PR #72, opened 2023-06-05
rpm-script: skip run_bootloader check (boo#1208117)

mwilck:
It would be better if `run_bootloader()` didn't make any assumption on the supported bootloaders and let /usr/lib/bootloader/bootloader_entry figure out itself what to do with the current installation. This way other boot loaders such as systemd-boot can be more easily supported in the future.


hramrach (approved):
Looks good

PR #75, opened 2023-07-25
rpm-script: detect usrmerged automatically

lnussel:
Don't rely on the kernel rpm telling us it's usrmerge, just look at the facts instead. Related to boo#1206798

### DIFF
--- a/kernel-scriptlets/inkmp-script
+++ b/kernel-scriptlets/inkmp-script
@@ -8,7 +8,6 @@ release=""
 kernelrelease=""
 flavor=""
 variant=""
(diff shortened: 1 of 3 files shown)


lnussel:
Do you actually use the same code on SLE also? If you are using a branch we could also simply get rid of the non usrmerge path

mwilck:
I am using branches. The `kernel-scriptlets` used to be identical, but they have diverged between the SLE branches and the master branch.

So yeah, we can just get rid of the `[ -L /lib ]` test. I'm going to merge this and apply the change on top.

PR #76, opened 2023-07-31
rpm-script: update bootloader after creating initramfs

mwilck:
boo#1213822: updating the bootloader may create invalid entries
for kernels which don't have an initramfs (yet). For example,
grub2's "10_linux" script doesn't use root=UUID= boot parameter
for kernels without initramfs, and uses ${GRUB_DEVICE} instead,
which may result in an invalid entry e.h. for multi-device btrfs
partitions, like this:

        echo    'Loading Linux 6.4.6-1-default ...'
        linux   /boot/vmlinuz-6.4.6-1-default root=/dev/sda7
/dev/sda5  ${extra_cmdline} crashkernel=128M@256M showopts

Fix it by updating the bootloader in posttrans if
INITRD_IN_POSTTRANS=1 is set.

Fixes: 4fadbee ("rpm-script: check for regenerate-initrd-posttrans in %posttrans (boo#1212957)")

### DIFF
--- a/kernel-scriptlets/rpm-script
+++ b/kernel-scriptlets/rpm-script
@@ -90,6 +90,37 @@ message_install_bl () {
     echo "available bootloader for your platform (e.g. grub, lilo, zipl, ...)."
 }
 
+update_bootloader() {
+    if [ ! -e /.buildenv ] ; then
+	if [ -f /etc/fstab ] ; then
+	    # only run the bootloader if the usual bootloader configuration
+	    # files are there -- this is different on every architecture
+	    initrd=initrd-"$kernelrelease"-"$flavor"
+	    if [ "$flavor" = rt ]; then
+		default=force-default
+	    fi
+	    # Note: the 2nd condition is for removing the bootloader
+	    # entry for an uninstalled kernel.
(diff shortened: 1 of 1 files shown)


hramrach (approved):
LGTM

This will fail to remove ramdiskless kernels from the bootloader menu (will be re-added in posttrans if KMPs built against the kernel exist) which was not supported in the first place - the remove part in postun always specifies a ramdisk.

One more reason to move KMPs out of the kernel module directory.

mwilck:
Thanks.

Do we support ramdisk-less kernels, or do we plan to support them in the future?

Wrt KMPs, wm2 doesn't blindly rebuild initrds for any KMP. It does only if the KMP uses `%kernel_module_package -b`, _or if no initrd for the given kernel exists_. The latter condition must obviously be removed if we want to support ramdisk-less kernels, but that's independent of this PR.

hramrach:
I don't think ramdiskless kernels work. The upstream tools support them but they are not tested in the distribution so there are likely some other cases where they are not handled correctly.

hramrach:
Currently KMP modules are installed into the module directory of the kernel against which they build (even if they can be used with different kernel versions) and the scripts test existence of this directory.

mwilck:
Merged as 8344155

PR #77, opened 2023-08-14
splitoff regenerate-initrd-posttrans

mwilck:
- kernel-scriptlets: assume usrmerged distribution
- split off regenerate-initrd-posttrans in a separate package

### DIFF
--- a/suse-module-tools.spec
+++ b/suse-module-tools.spec
@@ -224,7 +224,6 @@ exit 0
 %dir /usr/lib/module-init-tools
 /usr/lib/module-init-tools/driver-check.sh
 /usr/lib/module-init-tools/lsinitrd-quick
-/usr/lib/module-init-tools/regenerate-initrd-posttrans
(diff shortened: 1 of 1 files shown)


lnussel:
regenerate-initrd-posttrans wouldn't be pulled in by any package though?

mwilck:
I thought that would be achieved by the split-alias `Provides:` tag. Did I get that wrong?

lnussel:
that works on `zypper dup` as long as recommends are turned on. It would not do anything on new installations.

mwilck:
Thanks. I wasn't aware that this works only with recommends. I'll re-work it.

mwilck:
Re-pushed, we have the simplest possible approach now. But we don't handle the case where the initramfs is built directly in `%post`.

lnussel (approved):
lgtm

mwilck:
merged in 16.0.35

PR #490, opened 2016-07-20
RunLoop.run detects and respects gesture performer key

jmoody:
### Motivation

RunLoop needs to know when to use UIAutomation/instruments and XCUITest/DeviceAgent.

`RunLoop.run` now responds to the `:gesture_performer`.  Users should never set this option, it is for gem maintainers only.  Users should rely on the default behavior.

The default behavior is:

* :instruments <== Xcode <= 7
* :device_agent <== Xcode >= 8

At the moment, RunLoop will raise an error if the Xcode version is incompatible with the iOS version: Xcode >= 8 and iOS < 9.0.

Please be aware that there is no released version of Calabash that can use :device_agent.

Alpha level support for DeviceAgent will be available in Calabash > 0.19.2 (next release).

### DIFF
--- a/lib/run_loop.rb
+++ b/lib/run_loop.rb
@@ -80,10 +80,20 @@ module RunLoop
     # We want to use the _exact_ objects that were passed.
     if options[:xcode]
       cloned_options[:xcode] = options[:xcode]
+    else
+      cloned_options[:xcode] = RunLoop::Xcode.new
     end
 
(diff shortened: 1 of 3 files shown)


jescriba:
👍 @jmoody Looks good and non-blocking - except CI had a failure on the retries for sim ctl launching the app so I made a change to that spec.

PR #496, opened 2016-07-27
Remove dnssd dependency

jmoody:
### Motivation

The dnssd gem is macOS only.

Calabash 2.0 and x-platform projects depend on run-loop and must be able to install on Windows and Linux environments. 

A native extension is not practical (it works locally), because it would require the run_loop gem be whitelisted on the Xamarin Test Cloud.

I am going to make this change as patch release because the dnssd interface is a command line development tool and not something that is used during UI testing.

[JIRA](https://xamarin.atlassian.net/browse/TCFW-256)

### Test

I ran the test-cloud-command-line test against this branch.

### DIFF
--- a/bin/dnssd
+++ b/bin/dnssd
@@ -9,10 +9,23 @@ Thread.abort_on_exception = true
 trap 'INT' do exit end
 trap 'TERM' do exit end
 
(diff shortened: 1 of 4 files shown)


jmoody:
Jenkins test this please

PR #497, opened 2016-07-27
Spec: try searching for Finder in ProcessWaiter examples

jmoody:
### Motivation

On macOS 10.11.6, ps is not returning any results for a 'ruby' process.


jmoody:
Jenkins CI is failing because we've installed Xcode 8.0b3 and it has trace template.

PR #514, opened 2016-08-16
Added handler for :xcodeproj in launch options

ark-konopacki:
For me it looks more like a workaround or hack, but i cannot find better way to do that. 

related to https://github.com/calabash/run_loop/issues/454


jmoody:
Needs rspec tests and we need to clean up the commit history - I will not merge with those merge commits.

jmoody:
This is the order in which to look for the Xcode project:

1. Use `XCODEPROJ` environment if it exists
2. Use options[:xcodeproj] if it exists; raise an error if the option is defined, but no project exists
3. Try to find the project in the file system.

You need to implement the second option in the `DetectAUT::Xcode` class.

```
# Needs to be in the DectectAUT::Xcode class
# This needs to raise an error if the :xcodeproj => a file that does not exist
 def self.xcodeproj_from_options(options)
 +      value = options[:xcodeproj]
 +      if value.nil? || value == ""
 +        nil
 +      else
           # Raise if file does not exist
 +        File.expand_path(value)
 +      end
 +    end
```

Then this method needs to be updated to call ^ that method:

```
      def xcodeproj
        xcodeproj = RunLoop::Environment.xcodeproj

        if xcodeproj && !File.directory?(xcodeproj)
          raise_xcodeproj_missing(xcodeproj)
        end

        # XCODEPROJ defined and exists
        return xcodeproj if xcodeproj

        # TODO detect from options

        projects = find_xcodeproj

        return nil if projects.empty?
        return projects[0] if projects.count == 1

        raise_multiple_xcodeproj(projects)
      end
```

There needs to be rspec tests.

PR #523, opened 2016-09-06
XTC is also a ci environment with same timeouts

krukow:
include `xtc?`  in `ci?` since we've seen receive timeouts on XTC with the default setting


jmoody:
Closing after a discussion with Karl.

PR #526, opened 2016-09-08
Improve DeviceAgent::Client HTTP interactions

jmoody:
### Motivation

Now that Xcode GM is out, we will start cutting pre-releases.

This PR moves the Client closer to being production ready by improving the HTTP interactions with DeviceAgent locally on the Xamarin Test Cloud.

### DIFF
--- a/lib/run_loop/device_agent/client.rb
+++ b/lib/run_loop/device_agent/client.rb
@@ -195,6 +195,8 @@ $ xcrun security find-identity -v -p codesigning
       end
 
       # @!visibility private
+      #
+      # Experimental!
       def launch_other_app(bundle_id)
         launch_aut(bundle_id)
       end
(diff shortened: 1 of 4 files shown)


lib/run_loop/device_agent/client.rb
```diff
@@ -793,8 +782,13 @@ def fail(*several_variants)
         raise exception_type, message
       end
 
+=begin
+PRIVATE
+=end
       private
 
+      attr_reader :http_client
+
```
jmoody: @krukow 

> http_client vs. retriable_http_client

I prefer `http_client` because the DeviceAgent::Client does not care that it is the `HTTP::Retriable::Client` - any HTTP client will do as long as it responds to:

```
* delete
* post
* get
* reset_all!
* timeout
* retries
* interval
```

jmoody:
Merging.  We can address concerns in a subsequent PR.

PR #531, opened 2016-09-10
Support LPServer dylib injection on Simulators when running with DeviceAgent

jmoody:
### Motivation

This feature is necessary to provide backward compatibility. 

ATTN @MortenGregersen


jmoody:
Jenkins failure was caused by a simulator that did not launch and was not related to this PR.

PR #534, opened 2016-09-12
Fix retry with dylib injection and DeviceAgent

MortenGregersen:
Move the instantiation of the client and request inside begin/rescue block

as discussed with @jmoody on gitter.im


jmoody:
Jenkins test this please

PR #548, opened 2016-10-06
DeviceAgent::Client: enter text without keyboard check

jmoody:
### Motivation

Improve text entry by providing a way to enter text without texting for the keyboard.

The Calabash client already checks for the keyboard.  Calling the existing `#enter_text` in method adds a duplicate keyboard visible check which is expensive (time).

We've identified some problems in the DeviceAgent stack.  This a first step toward fixing problems with text entry.

Progress on:

* keyboard_enter_text times out typing long text [#1158](https://github.com/calabash/calabash-ios/issues/1158)
* Can't type in one of the field of our APP [#1155](https://github.com/calabash/calabash-ios/issues/1155)
* In my app's safari webview, keyboard_visible? command returns "false" while the device_agent.keyboard_visible? command returns "true" [#1166](https://github.com/calabash/calabash-ios/issues/1166)

### DIFF
--- a/lib/run_loop/device_agent/client.rb
+++ b/lib/run_loop/device_agent/client.rb
@@ -356,6 +356,26 @@ INSTANCE METHODS
 
       # @!visibility private
       #
+      # Some clients are performing keyboard checks _before_ calling #enter_text.
+      #
+      # 1. Removes duplicate check.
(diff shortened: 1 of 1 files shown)


jmoody:
ATTN: @jescriba

Issue #484, opened 2016-07-13
Disable caps lock, auto capitalization, and auto correct


bootstraponline:
It'd be nice to support the [fbsimctl options](https://github.com/facebook/FBSimulatorControl/blob/95cfb154fc97eddf4a2557f24061d2754f3b0e07/FBSimulatorControl/Interactions/FBSimulatorInteraction%2BSetup.m#L105) of disabling caps lock, auto cap, and auto correct.

I added [this in my fork](https://github.com/bootstraponline/run_loop/commit/984bb22474cf9fa4518d42883568bb5ef7d2a27e)

bootstraponline:
It's also kind of annoying that we have simulator exclusive options for the keyboard but not for tcc.db authorization. 😭

PR #549, opened 2016-10-06
Update keyboard settings hash

ark-konopacki:
Related to https://github.com/calabash/run_loop/issues/484
I'm not sure if this change helps. 
@jmoody may be you have idea how to test or improve that?


jmoody:
Thanks @ark-konopacki ! 

We have to think about backward compatibility.  Ideally we'd have a way for users to _set_ these new values.

jmoody:
@ark-konopacki 

I think this PR is too outdated to merge because many keyboard settings changed in Xcode 9.

Also, we are trying to delete the SimControl class.

If you are interested in working on this feature, please make sure there is a way for users to set the values.  There is enough work here to make a separate class - maybe `SimKeyboardSettings` ?

ark-konopacki:
@jmoody  Thx for feedback. If this functionally is still actual/usable i can take a look and update code base or rewrite it with new class as you suggested.

PR #962, opened 2025-09-18
Adding vault global inclusion exclusions

williamdalessandro:
## Links
[Preview Link](https://unified-docs-frontend-preview-bmja4z3w4-hashicorp.vercel.app/vault/docs) 
[Asana task](https://app.asana.com/1/90955849329269/project/1211223868820586/task/1211058606978186?focus=true)

## What
This is an implementation of version based directives specifically for Vault- differs from the TFC and TFEnterprise exclusions because those were simplified. Does accurate parsing of the version numbers along with relevant error handling/checks. Created new test suite for the new vault exclusions and added in new test to terraform exclusions. Included support for global partials.

## Why
Requested in the above asana ticket

## How
Reworked the entire content exclusion process to be more extensible and to have support for global partials. Added in a README to record the current state of the code and to make it easier to build upon. Reworked the AST parsing/traversal logic to find edge cases/bugs that now have tests to check for them.

## Pics
**The global partial file:**
Screenshot 2025-10-09 at 10 39 25 AM

**The file referenced in 3 different versions (v14, v19, and v20):**
**v14:**
Screenshot 2025-10-09 at 10 39 54 AM
**v19:**
Screenshot 2025-10-09 at 10 40 04 AM
**v20:**
Screenshot 2025-10-09 at 10 40 17 AM

The outputs of each post exclusion:
**v14:**
Screenshot 2025-10-09 at 10 41 32 AM
**v19:**
Screenshot 2025-10-09 at 10 41 18 AM
**v20:**
Screenshot 2025-10-09 at 10 40 50 AM

## Testing
Can run to see the entire test suite

> `npx vitest scripts/prebuild/mdx-transforms/`

To view integration tests with partials+exclusions

> `npx vitest scripts/prebuild/mdx-transforms/build-mdx-transforms.test.mjs`

Or run this to see specific content exclusion tests

> `npx vitest scripts/prebuild/mdx-transforms/exclude-content/index.test.mjs`

## Other info
Had to recompile the binaries since these are changes that take place in the scripts folder


content/vault/v1.20.x/content/docs/concepts/client-count/test-vault-exclusion.mdx
```diff
@@ -0,0 +1,25 @@
+---
+  page_title: Test Vault Content Exclusion
+---
+
+# Test Vault Content Exclusion
+
+This content should always appear.
+
+<!-- BEGIN: VLT:>=v1.21.x -->
```
RubenSandwich, line 9: Let's make sure not to include this file when we ship this PR.

scripts/prebuild/mdx-transforms/build-mdx-transforms.mjs
```diff
@@ -24,9 +24,12 @@ import {
 	loadRedirects,
 } from './rewrite-internal-redirects/rewrite-internal-redirects.mjs'
 import { transformExcludeTerraformContent } from './exclude-terraform-content/index.mjs'
+import { transformExcludeVaultContent } from './exclude-vault-content/index.mjs'
 
 import { PRODUCT_CONFIG } from '#productConfig.mjs'
 
+export const DIRECTIVE_PRODUCTS = ['VLT', 'TFC', 'TFEnterprise']
```
RubenSandwich, line 31: @williamdalessandro let's move this into the exclude-terraform-content transform. That logic is specific to there. I think you moved it here so it's "easier to find" but we should keep all of the logic for the transformed self contained.

scripts/prebuild/mdx-transforms/exclude-terraform-content/index.mjs
```diff
@@ -125,6 +127,12 @@ export function transformExcludeTerraformContent({ filePath }) {
 
 			// TODO: line start and end do not take into account front matter, as it is just tree parsing and technically front matter is not part of the MDX tree
 			if (!directive) {
+				// Check if this is a product we should handle
+				const productMatch = flag.match(/^(\w+):/)
+
+				if (productMatch && DIRECTIVE_PRODUCTS.includes(productMatch[1])) {
```
RubenSandwich, line 133: Hmm I like this, I figure you did it to save build time. It definitely seems to work.

"Deploy Project Artifacts and Set GitHub Outputs" for UDR with this change in CI/CD is 8 mins here versus 11-12 mins normally. 🎉

scripts/prebuild/mdx-transforms/build-mdx-transforms.mjs
RubenSandwich: Looking over this PR a bit more I think I see why you did this. You separated out the TF/TFE/HCP TF exclusions from the Vault exclusions. In that case I think it should be in it's own file; something like so:

```
scripts/prebuild
- ...
- exclude-content
  - constants.mjs
  - exclude-terraform-content.mjs
  - exclude-vault-content.mjs
  - ...
```

scripts/prebuild/mdx-transforms/exclude-vault-content/index.mjs
```diff
@@ -0,0 +1,242 @@
...
+					`Version comparison failed: ${error.message}`,
+					tree,
+				)
+			}
+		})
+		return tree
+	}
+}
+
+const getTfeSemver = (version) => {
```
RubenSandwich, line 208: How come this code is in the vault content exclusion plugin?

RubenSandwich (changes requested):
Let's created a shared.mjs file to keep some of the duplication down and keep the remark transforms contained.

https://github.com/hashicorp/web-unified-docs/pull/962/files#r2361077992

scripts/prebuild/mdx-transforms/exclude-vault-content/index.mjs
williamdalessandro: that function name was an oversight on my part- I used a [similar script](https://github.com/hashicorp/mktg-content-workflows/blob/main/shared/transforms/strip-terraform-enterprise-content.ts#L216) from mktg-content-workflows as a reference. I would like to refactor all this to a cleaner plugin based OOP approach, but for now I went the route of making the code reuse obvious so that the abstraction can be easier to see later on

RubenSandwich: Considering that Transformer is already a subclass, a subclass of a subclass is usually more trouble then it's worth IMO. Let's just make some shared functions.

scripts/prebuild/mdx-transforms/build-mdx-transforms.mjs
RubenSandwich: @williamdalessandro one more thought here. Let's use `Vault` instead just `VLT`. Mainly for the reason that from my understanding we don't never use VLT to mean Vault. Whereas TFC and TFE are both commonly used. It's just a few extra characters that I think will make things a bit clearer for the education team.

scripts/prebuild/mdx-transforms/exclude-vault-content/index.test.mjs
```diff
@@ -0,0 +1,271 @@
...
+				.use(remarkMdx)
+				.use(mockTransform, { filePath, version })
+				.process(markdown)
+			return processor.contents
+		}
+
+		await expect(async () => {
+			return await customRunTransform(markdown, vaultVersion, filePath)
+		}).rejects.toThrow(
+			'Directive block CONSUL:>=v1.15.x could not be parsed between lines 2 and 4',
```
rmainwork, line 268: I wonder if it might be better to do a regex match against the error thrown rather than an exact string match. Just to make the test more robust. That way if the error message changes for casing or punctuation, it won't fail.

scripts/prebuild/mdx-transforms/exclude-content/index.mjs
```diff
@@ -0,0 +1,73 @@
...
+/**
+ * Route directive blocks to appropriate processors with if-blocks
+ */
+function routeAndProcessBlock(block, tree, options) {
+	// Parse the directive: "Vault:>=v1.21.x" -> product="Vault", directive=">=v1.21.x"
+	const [product, ...rest] = block.content.split(':')
+	const directive = rest.join(':') // Handle edge cases like "TFEnterprise:only name:something"
+
+	// Explicit routing
+	if (product === 'Vault') {
```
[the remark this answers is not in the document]
williamdalessandro: this change sounds good

scripts/prebuild/mdx-transforms/build-mdx-transforms-file.mjs
```diff
@@ -87,15 +87,28 @@ export async function applyFileMdxTransforms(entry, versionMetadata = {}) {
...
+		const isGlobalPartial = filePath.includes('/global/partials/')
+
+		const processor = remark()
 			.use(remarkMdx)
-			.use(transformExcludeContent, {
+			// Process partials first, then content exclusion
+			// This ensures exclusion directives in global partials are properly evaluated
+			.use(remarkIncludePartialsPlugin, { partialsDir, filePath })
+
+		// Only apply content exclusion if this is NOT a global partial
```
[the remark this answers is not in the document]
RubenSandwich: Everything else in this PR looks great. 🎉 

We just need to double check this before approval.

RubenSandwich (approved):
Looks great @williamdalessandro!

scripts/prebuild/mdx-transforms/exclude-content/ast-utils.mjs
```diff
@@ -100,60 +100,151 @@ export function parseDirectiveBlocks(tree) {
...
 
 		for (let i = 0; i < nodes.length; i++) {
 			const node = nodes[i]
 			const hasPosition = node.position?.start?.line && node.position?.end?.line
 
+			// Recursively check children FIRST to find any nested END comments
+			// before deciding whether to remove this node
+			// const hadChildren = !!node.children
+			const wasInsideRange = insideRange
+			if (node.children) {
```
RubenSandwich, line 122: Thanks for adding tests to cover all of this. It definitely seemed like this rabbit hole went deep. 😢

.gitignore
```diff
@@ -61,3 +61,7 @@ tfe-releases-repos.json
 scripts/prebuild/prebuild-arm-mac-binary
 scripts/prebuild/prebuild-x64-linux-binary
 scripts/prebuild/prebuild-arm-linux-binary
+
+scripts/prebuild/mdx-transforms/benchmarks
+
+scripts/prebuild/mdx-transforms/content-exclusion-OOP-approach
```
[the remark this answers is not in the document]
williamdalessandro: this PR isn't still quite ready- I haven't done the clean up yet so these artifacts will definitely still be littered all throughout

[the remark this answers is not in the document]
RubenSandwich: Oh whoops sorry, it showed up as "ready to review" in my github dashboard.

WHAT YOU ARE ASKED TO DO - Copy out every line from the data above in which the word "approved" occurs.

TASK RESULT -
hramrach (approved):
hramrach (approved):
lnussel (approved):
RubenSandwich (approved):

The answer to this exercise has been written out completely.